Question: Determine which of these computational problems are NP-complete.
- Determining whether a number with $n$ digits is a prime number.
- Determining whether a graph with $n$ nodes has a hamiltoncycle.
- Determining whether a graph with $n$ nodes has an eulercycle.
- Determining whether a graph with $n$ nodes can be coloured with $2$ colors.
- Determining whether a graph with $n$ nodes can be colored with $3$ colors.
My Attempts:
1) I'm not sure if this is correct because the question specifies the number of digits to be $n$ and not that the actual prime number is $n$. So in the latter case, we only need to check the division of $n$ with primes that are less than $\sqrt{n}$. This reasoning doesnt feel correct.

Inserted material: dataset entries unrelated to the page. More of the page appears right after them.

PR #202, opened 2018-03-21
NDI-73: Fix general style snagging - part 1

mukeshcompucorp:
# Description
This ticket
- Fixes small inputs throughout Shoreditch to make it look like Vanilla in terms of width
- Fixes minor issues Addressed at [Snagging List](https://docs.google.com/presentation/d/1cf7rzx_s8wvVwXaIorerhVwk11qHCuK31QLPMTY2vz4/edit?usp=sharingl) from page 1 to 16.
- Cleans up styles

# Screenshots
**Before width of small fields**
image
**After**
image

**Before Missing Background in header**
image
**After**
image
# Notes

2) So if we first choose one node we can choose among $n$ of them, then we can choose to go to $n-1$ other nodes, and then $n-2$ and so on. So we get $n!$ which is not in polynomial time, thus it is NP-complete.
3) This one is trickier, i can't really use a similar argument as for the hamiltoncycle. I don't know the number of edges. How should I think here?
4) I assume that a coloring here should be such that no neighbouring/connected nodes have the same colour. But I have no idea how these $n$ nodes are connected in order to figure this out?
5) Same question as 4) essentially.
1):
It is known that primality testing is in P. But this is not at all straightforward. You can read about the algorithm here or consult the paper itself: https://en.wikipedia.org/wiki/AKS_primality_test
The problem with your argumentation is that when we refer to polynomial time we mean that with respect to the input length. Now to represent n we need $O(log(n))$ bits. So the input length is order $O(log(n))$. Your proposed algorithm of checking all the values up to $\sqrt{n}$ would satisfy (for asymptotic complexity): $$\Omega(\sqrt{n}) = \Omega(\sqrt{exp(log(n))}) = \Omega(exp(1/2log(n)))$$
Thus that is at least exponential in the input length.
2):
This is in fact NP-complete. In order to prove this you have to prove that it is in NP and that it is NP-hard. It is not too hard to prove that it is in NP: You could guess a circle consisting of all nodes and check in polynomial time that it is actually hamiltonian. It is more difficult to prove that this is NP-hard. You might want to have a look at reductions for this.
Note that your argument is not valid. You cannot conclude that something is NP-complete just because the only algorithm you found is outside of P.
3):
It is even possible to find an Eulerian path in linear time (in the number of edges). Note that there are at most $n^2$ edges in any simple undirected graph (where n is the number of nodes). You can try to find a polynomial algorithm yourself or just look it up on wikipedia. Hint to find the algorithm: Be Greedy.
4):
Your assumption is correct. Note that a graph can be colored with 2 colors if and only if it is bipartite. This can be done in polynomial time. My hint is to look at BFS (breadth first search).
5):
This is NP-complete. In order to show that you have to show that it is in NP (just give a nondeterministic polynomial algorithm that solves it) and that it is NP-hard. Again this is not very straightforward and you'll need to know about reductions to do this.
Link to wikipedia's page about reduction: https://en.wikipedia.org/wiki/Reduction_(complexity)
Feel free to ask if anything I wrote is unclear or if you'd like more information on reductions.